(Listed records begins)
Issue #475, opened 2023-04-27
[Crop&Soil] Reconcile soil organic carbon between carbon cycling and phosphorus mineralization


morrowcj:
# Problem
Within Crop and Soil (redesign), it appears that there are 2 pairs of `LayerData` attributes that track organic carbon: `soil_overall_carbon_fraction` and `total_soil_carbon_amount` are both used by the `CarbonCycling` module while `percent_organic_carbon_content` is used by the `Erosion` and `PhosphorusMineralization` modules. Based on their descriptions, it appears that `soil_overall_carbon_fraction` and `percent_organic_carbon_content` are synonymous (though one a percent and one a proportion).

# Solution
These variables should be reconciled so that they are consistent across the entire Soil and Crop module. It appears that the value is calculated by the `CarbonCycling` module and then used by the other modules. This will require fixing equations that require % to work with fraction (or *vice versa*).

Better names should also be chosen for the selected variable. I'd suggest `LayerData.organic_carbon_fraction` and `LayerData.organic_carbon` for the actual amount.

#### Notes
This issue was identified in review comments by @Isgotkowitz on PR #472.

morrowcj:
I've added this to both SC projects, because it seems very important (and simple) and may be finished prior to v.1

Isgotkowitz:
Another aspect of this that I think is worth mentioning explicitly: `percent_organic_carbon_content` is used in relation to several other `LayerData` attributes (`percent_<name>_content` for clay, sand, silt, and rock, all under the Erosion header comment in `LayerData`), and they were all easy to manage before because they were all static. But when we replace `percent_organic_carbon_content` with some attributes from `CarbonCycling` those attributes will be dynamic, and we will need some way of keeping all the attributes balanced as the carbon attributes change. If we don't, we may find ourselves in the situation where the sum of carbon, rock, sand, silt, and clay percents are > 100.

ew3361zh:
Moving this to Blocked. @KFosterReed notifying you we discussed this in our dev-team meeting and it was determined to be too risky to work on right now (affects too many different outputs). The modeling of Carbon and Phosphorus was received with positive feedback from SMEs so we determined this is okay to delay.

Isgotkowitz:
Grooming session: @Isgotkowitz will look in `LayerData` to see if this duplication of soil carbon levels is still present.

allisterakun:
Grooming session: @Isgotkowitz will double-check the status of this issue.

[...]

PR #489, opened 2023-05-03
Refactor and test `denitrification.py`

### LINKED ISSUE #488: refactor and test denitrification.py (soil/nitrogen_cycling) into SC_redesign directory

Isgotkowitz:
# Summary
This PR refactors and tests `denitrification.py`, which handles the denitrification of nitrates in the soil profile (denitrification is the process of bacteria turning NO3 (solid nitrates) in gases (N2 or N2O)), and is based on section 3:1.4 of SWAT.

# Main Changes
- `denitrification.py`
  - This module contains only two methods, one non-static main routine and one `@staticmethod`.
  - There is a TODO referencing issue #475 to revisit the method call associated with it, once the Carbon module has been fully sorted out.
  - Both methods are tested in `test_denitrification.py`
- `layer_data.py` 
  - 3 attributes have been added, one of them tracks the annual total of denitrified nitrates, and the others are used to determine how much denitrification occurs.
  - The annual total is reset by the `do_annual_reset()` method.


SC_redesign/Crop_and_Soil/soil/nitrogen_cycling/denitrification.py
```diff
@@ -0,0 +1,80 @@
...
+        References
+        ----------
+        SWAT Theoretical documentation section 3:1.4, eqn. 3:1.4.1, 2
+
+        """
+        for layer in self.data.soil_layers:
+            if layer.nutrient_cycling_water_factor < layer.denitrification_threshold_water_content:
+                continue
+
+            # TODO: check that soil_overall_carbon_fraction is being used correctly in this context - issue #475
```
morrowcj, line 52: Has this been looked into yet?

SC_redesign/Crop_and_Soil/soil/nitrogen_cycling/denitrification.py
```diff
@@ -0,0 +1,80 @@
...
+            nitrified_nitrates = self._calculate_nitrification_amount(layer.nitrate_content,
+                                                                      layer.denitrification_rate_coefficient,
+                                                                      layer.nutrient_cycling_temp_factor,
+                                                                      layer.soil_overall_carbon_fraction * 100)
+            layer.nitrate_content -= nitrified_nitrates
```
morrowcj, line 57: Does this need to be bounded to 0? I'm genuinely asking.

```suggestion
            layer.nitrate_content -= max(nitrified_nitrates, 0)
```

If so, perhaps the bounding should be part of the return statement for `_calculate_nitrification_amount()` instead of here.

morrowcj (approved):
Looks good to me. Just a small comment about a `#TODO` and another about potentially preventing negative nitrification.

SC_redesign/Crop_and_Soil/soil/nitrogen_cycling/denitrification.py
Isgotkowitz: I agree, I will make that change to `_calculate_nitrification_amount()`

SC_redesign/Crop_and_Soil/soil/nitrogen_cycling/denitrification.py
Isgotkowitz: No, #475 is still unresolved. In this case it just depends on whether `soil_overall_carbon_fraction` represents only organic carbon or not.

SC_redesign/Crop_and_Soil/soil/layer_data.py
```diff
@@ -250,9 +250,19 @@ class LayerData:
...
 
+    annual_denitrified_nitrogen_total: float = 0
+    """Cumulative total amount of nitrates that have denitrified in a year (kg / ha)"""
+
     humus_mineralization_rate_factor: float = 0.0003
     """Rate factor for humus mineralization of active organic nutrients (nitrogen and phosphorus) (unitless)
         Reference: SWAT Input .BSN file, see "CMN" on page 101."""
+    denitrification_rate_coefficient: float = 1.4
+    """Controls the rate of denitrification in this layer of soil (unitless)
+        Note: acceptable values for this attribute are in the range [0.0, 3.0].
```
PooyaHekmati, line 261: what happens if the value is not in this range? do have test coverage for such scenarios?

SC_redesign/Crop_and_Soil/soil/nitrogen_cycling/denitrification.py
```diff
@@ -0,0 +1,86 @@
...
+
+"""
+This module handles the denitrification of nitrogen in the nitrates pool, based on SWAT section 3:1.4.
+"""
+
+
+class Denitrification:
+
+    def __init__(self, soil_data: Optional[SoilData] = None, field_size: Optional[float] = None):
+        """This method initializes the SoilData object that this module will work with, or create one if none provided.
```
PooyaHekmati:
```suggestion
        """Initializes the SoilData object that this module will work with, or create one if none is provided.
```

PooyaHekmati: Since soil_data can be passed, I assume it exists somewhere else as well. So, when we create it or otherwise manipulate it, how do we handle side effects?

SC_redesign/Crop_and_Soil/soil/nitrogen_cycling/denitrification.py
```diff
@@ -0,0 +1,86 @@
...
+        ----------
+        soil_data : SoilData, optional
+            The SoilData object used by this module to track the denitrification of nitrates in the soil profile,
+            creates new one if one is not provided.
+        field_size : float, optional
+            Size of the field (ha)
+
+        Notes
+        -----
+        The field size is used to initialize a SoilData object for this module to work with, if a pre-configured
```
PooyaHekmati, line 26: What if both are none?

SC_redesign/Crop_and_Soil/soil/nitrogen_cycling/denitrification.py
```diff
@@ -0,0 +1,86 @@
...
+        """Conducts the daily denitrification operations.
+
+        References
+        ----------
+        SWAT Theoretical documentation section 3:1.4, eqn. 3:1.4.1, 2
+
+        """
+        for layer in self.data.soil_layers:
+            if layer.nutrient_cycling_water_factor < layer.denitrification_threshold_water_content:
+                continue
```
PooyaHekmati: maybe something like this would help? Just an idea, feel free to use a better name or discard this comment 
```suggestion
            nutrient_is_below_threshold= layer.nutrient_cycling_water_factor < layer.denitrification_threshold_water_content:
            if nutrient_is_below_threshold:
                continue
```

SC_redesign/Crop_and_Soil/soil/nitrogen_cycling/denitrification.py
```diff
@@ -0,0 +1,86 @@
...
+
+            # TODO: check that soil_overall_carbon_fraction is being used correctly in this context - issue #475
+            nitrified_nitrates = self._calculate_nitrification_amount(layer.nitrate_content,
+                                                                      layer.denitrification_rate_coefficient,
+                                                                      layer.nutrient_cycling_temp_factor,
+                                                                      layer.soil_overall_carbon_fraction * 100)
+            layer.nitrate_content -= nitrified_nitrates
```
PooyaHekmati, line 57: why?

SC_redesign/Crop_and_Soil/soil/nitrogen_cycling/denitrification.py
```diff
@@ -0,0 +1,86 @@
...
+
+        Notes
+        -----
+        The field size is used to initialize a SoilData object for this module to work with, if a pre-configured
+        SoilData object is not provided.
+
+        """
+        self.data = soil_data or SoilData(field_size=field_size)
+
+    def do_denitrification(self) -> None:
```
PooyaHekmati: I don't have enough subject matter expertise to judge this name, maybe denitrification is a keyword. But if it is not, maybe 'denitrify' can be the name?

SC_redesign/Crop_and_Soil/soil/nitrogen_cycling/denitrification.py
```diff
@@ -0,0 +1,86 @@
...
+            if layer.nutrient_cycling_water_factor < layer.denitrification_threshold_water_content:
+                continue
+
+            # TODO: check that soil_overall_carbon_fraction is being used correctly in this context - issue #475
+            nitrified_nitrates = self._calculate_nitrification_amount(layer.nitrate_content,
+                                                                      layer.denitrification_rate_coefficient,
+                                                                      layer.nutrient_cycling_temp_factor,
+                                                                      layer.soil_overall_carbon_fraction * 100)
+            layer.nitrate_content -= nitrified_nitrates
+            layer.annual_denitrified_nitrogen_total += nitrified_nitrates
```
PooyaHekmati, line 58: same question: why? 
maybe the answer is obvious for an SME, but shedding more light on these two operations in the docstring might be a good idea.

SC_redesign/Crop_and_Soil/soil/nitrogen_cycling/denitrification.py
```diff
@@ -0,0 +1,86 @@
...
+
+    # --- Static methods ---
```
PooyaHekmati: I don't think this comment is needed.

SC_redesign/Crop_and_Soil/soil/nitrogen_cycling/denitrification.py
```diff
@@ -0,0 +1,86 @@
...
+    @staticmethod
+    def _calculate_nitrification_amount(nitrate_content: float, denitrification_rate_coefficient: float,
+                                        temp_factor: float, percent_organic_carbon_content: float) -> float:
+        """This method calculates the amount of nitrate lost to denitrification.
```
PooyaHekmati: would it make sense to bring this here?
```suggestion
        """Calculates the fraction of nitrates lost to nitrification as nitrification factor, and bounds it to be in the range [0.0, 1.0].
```
maybe explain how bounding works? do we clamp or normalize?

SC_redesign/Crop_and_Soil/soil/nitrogen_cycling/denitrification.py
```diff
@@ -0,0 +1,86 @@
...
+                                                                      layer.denitrification_rate_coefficient,
+                                                                      layer.nutrient_cycling_temp_factor,
+                                                                      layer.soil_overall_carbon_fraction * 100)
+            layer.nitrate_content -= nitrified_nitrates
+            layer.annual_denitrified_nitrogen_total += nitrified_nitrates
+
+    # --- Static methods ---
+    @staticmethod
+    def _calculate_nitrification_amount(nitrate_content: float, denitrification_rate_coefficient: float,
+                                        temp_factor: float, percent_organic_carbon_content: float) -> float:
```
PooyaHekmati: maybe?
```suggestion
                                        temp_factor: float, organic_carbon_content_percent: float) -> float:
```

SC_redesign/Crop_and_Soil/soil/nitrogen_cycling/denitrification.py
```diff
@@ -0,0 +1,86 @@
...
+        References
+        ----------
+        SWAT Theoretical documentation eqn. 3:1.4.1
+
+        Notes
+        -----
+        This calculates the fraction of nitrates lost to nitrification as nitrification factor, and bounds it to be in
+        the range [0.0, 1.0].
+
+        """
```
PooyaHekmati:
```suggestion
        References
        ----------
        SWAT Theoretical documentation eqn. 3:1.4.1

        """
```

PooyaHekmati:
```suggestion
        References
        ----------
        SWAT Theoretical documentation eqn. 3:1.4.1

        """
```

SC_redesign/Crop_and_Soil/soil/nitrogen_cycling/denitrification.py
```diff
@@ -0,0 +1,86 @@
...
+        exponential_term = exp(-1 * denitrification_rate_coefficient * temp_factor * percent_organic_carbon_content)
+        nitrification_factor = max(min(1.0, (1 - exponential_term)), 0.0)
+        return nitrate_content * nitrification_factor
```
PooyaHekmati:
```suggestion
        exponential_term = exp(-1 * denitrification_rate_coefficient * temp_factor * percent_organic_carbon_content)
        nitrification_factor = 1 - exponential_term
        clamped_nitrification_factor = max(min(1.0, (nitrification_factor )), 0.0)
        return nitrate_content * clamped_nitrification_factor 
```

SC_redesign/Crop_and_Soil/tests_SC/soil_tests/nitrogen_cycling_tests/test_denitrification.py
```diff
@@ -0,0 +1,51 @@
+import pytest
+from math import exp
+from unittest.mock import patch, MagicMock, PropertyMock, call
+
+from SC_redesign.Crop_and_Soil.soil.nitrogen_cycling.denitrification import Denitrification
+from SC_redesign.Crop_and_Soil.soil.soil_data import SoilData
+
+
+# --- Static method test ---
```
PooyaHekmati: unnecessary

SC_redesign/Crop_and_Soil/tests_SC/soil_tests/nitrogen_cycling_tests/test_denitrification.py
```diff
@@ -0,0 +1,51 @@
...
+    (78, 1.4, 0.88, 60),
+    (104.55, 0.33, 0.233, 44.55),
+    (22.12, 0.0, 0.5561, 71.223),
+    (204.445, 3.0, 0.781, 22.334),
+    (0.0, 2.55, 0.1554, 39.112)
+])
+def test_calculate_nitrification_amount(nitrates: float, denitrification_rate: float, temp_factor: float,
+                                        percent_carbon: float) -> None:
+    """Tests that the amount of nitrified nitrates is calculated correctly."""
+    observed = Denitrification._calculate_nitrification_amount(nitrates, denitrification_rate, temp_factor,
```
PooyaHekmati: we usually use 'actual' as the name of this variable.

SC_redesign/Crop_and_Soil/tests_SC/soil_tests/nitrogen_cycling_tests/test_denitrification.py
```diff
@@ -0,0 +1,51 @@
...
+                                                               percent_carbon)
+    expected_nitrification_factor = max(min(1 - exp(-1 * denitrification_rate * temp_factor * percent_carbon), 1.0),
```
PooyaHekmati: it would be better if you hardcode the expected values in the data provider and remove this calculation. 
Generally speaking, it is a good practice to avoid duplicating code logic in the test. Also, hardcoding the expected value is easier to read and judge if things are making sense.

SC_redesign/Crop_and_Soil/tests_SC/soil_tests/nitrogen_cycling_tests/test_denitrification.py
```diff
@@ -0,0 +1,51 @@
...
+                                        0.0)
+    expected = nitrates * expected_nitrification_factor
+    assert observed == expected
+
+
+# --- Test main routine ---
```
PooyaHekmati: unnecessary

SC_redesign/Crop_and_Soil/tests_SC/soil_tests/nitrogen_cycling_tests/test_denitrification.py
```diff
@@ -0,0 +1,51 @@
...
+def test_do_denitrification() -> None:
```
PooyaHekmati: there are lots of magic values in this test case, is it possible to explain them a bit? So, if I changed the code and this test failed, how do I know which value is doing what? How do I know if it is ok to change these values to make the test pass or not? What is the significance of indices 0, 2, 3? Why index 1 is handled differently?

PooyaHekmati (approved):
Approving to unblock the PR.
The PR is good enough to be merged, but I think there is room for improvement before getting merged into the master.

PooyaHekmati:
For record, it took me an hour to review this.

SC_redesign/Crop_and_Soil/soil/layer_data.py
Isgotkowitz: As of right now, I think it is ok to leave the `denitrification_rate_coefficient` invalidated because it is such an  advanced attribute that anyone who messes with it will probably be looking at what it is and what acceptable values for it are.

More generally, input validation is light in the current state of the Soil and Crop module, and I think it would be good to decide on a strategy for input validation / error raising before diving into it and/or adding it for each piece of data that comes up. Some considerations for said strategy:

1. It needs to be consistent with how errors are handled throughout the rest of RuFaS, and as of this writing I do not know that team standard.
2. If errors are going to be raised, where will they be propagated up to, if propagated up at all? If propagated up, there should be appropriate handling in the methods/modules etc.
3. What are the metrics for deciding whether are error is unrecoverable or not?
  - For example, with the `denitrification_rate_coefficient`, if a user tries to set it to 3.5, should an error be raised that they tried to set it to an invalid value and the simulation stopped, or set it to 3.0 (the closest valid value), send a warning to the user, and run the simulation?
4. For attributes/elements that potentially change everyday, should these values be checked in every method they get passed to, or would it be better to have a method that runs once a day to validate every value?

SC_redesign/Crop_and_Soil/soil/nitrogen_cycling/denitrification.py
Isgotkowitz: I am not sure exactly what you mean by side effects. If a pre-existing `SoilData` object is not passed to this module and it creates its own, the module will run in isolation unless that newly-created `SoilData` object is extracted from this object and used in all other modules being run.

SC_redesign/Crop_and_Soil/soil/nitrogen_cycling/denitrification.py
Isgotkowitz: It will first see that `soil_data` is None, then move to trying to create a new `SoilData` instance. When it does this, the `post_init` method of `SoilData` will see that it is none and throw an error.

SC_redesign/Crop_and_Soil/soil/nitrogen_cycling/denitrification.py
Isgotkowitz: Good suggestion

SC_redesign/Crop_and_Soil/soil/nitrogen_cycling/denitrification.py
Isgotkowitz: I am in the same boat in terms of subject matter expertise, but I think denitrify is accurate for the operations being conducted here and is a much better name that the current one.

SC_redesign/Crop_and_Soil/soil/nitrogen_cycling/denitrification.py
Isgotkowitz: Good call

SC_redesign/Crop_and_Soil/soil/nitrogen_cycling/denitrification.py
Isgotkowitz: It is a good suggestion, but I am going to keep it as `percent_organic_carbon_content` so that it stays in sync with the attribute names in `LayerData`. This can be addressed by #404 though.

SC_redesign/Crop_and_Soil/soil/nitrogen_cycling/denitrification.py
Isgotkowitz: I like keeping comments about specific implementation details in the `Notes` section, IMO it keeps the docstring a bit cleaner. Also this method calculates the amount of nitrate lost, calculating the nitrification factor is one of the components of this process.

I am not sure what the difference between normalizing and clamping is (but if I had to guess, I'd say clamp). As for an explanation of why the bounds are what they are, I think it would be pretty obvious to a SME but adding a note wouldn't hurt.

SC_redesign/Crop_and_Soil/soil/nitrogen_cycling/denitrification.py
Isgotkowitz: Good suggestion

SC_redesign/Crop_and_Soil/tests_SC/soil_tests/nitrogen_cycling_tests/test_denitrification.py
Isgotkowitz: Good to know

SC_redesign/Crop_and_Soil/tests_SC/soil_tests/nitrogen_cycling_tests/test_denitrification.py
Isgotkowitz: Interesting, I will use this testing strategy moving forward.

I am curious if there is a best practice for calculating those expected values, especially for a method that performs complex calculations? If I were going to determine expected values for this function outside of this test, I think I would write a method in interactive Python mode and use that to calculate the expected values. However this would still be problematic, because I still might make the same mistakes in both method implementations. Worse yet, if the method giving me the expected values was wrong and I don't have it saved then there wouldn't be a way for me to go back and check it as a possible reason for why my tests are failing.

SC_redesign/Crop_and_Soil/tests_SC/soil_tests/nitrogen_cycling_tests/test_denitrification.py
Isgotkowitz: Good q's, I will add to the docstring about how this test achieves full coverage, which will explain those values.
(Listed records ends)
*Required action:*
If a line in the records above contains the string "actual", copy that line out.

*Answer space:*
Better names should also be chosen for the selected variable. I'd suggest `LayerData.organic_carbon_fraction` and `LayerData.organic_carbon` for the actual amount.
PooyaHekmati: we usually use 'actual' as the name of this variable.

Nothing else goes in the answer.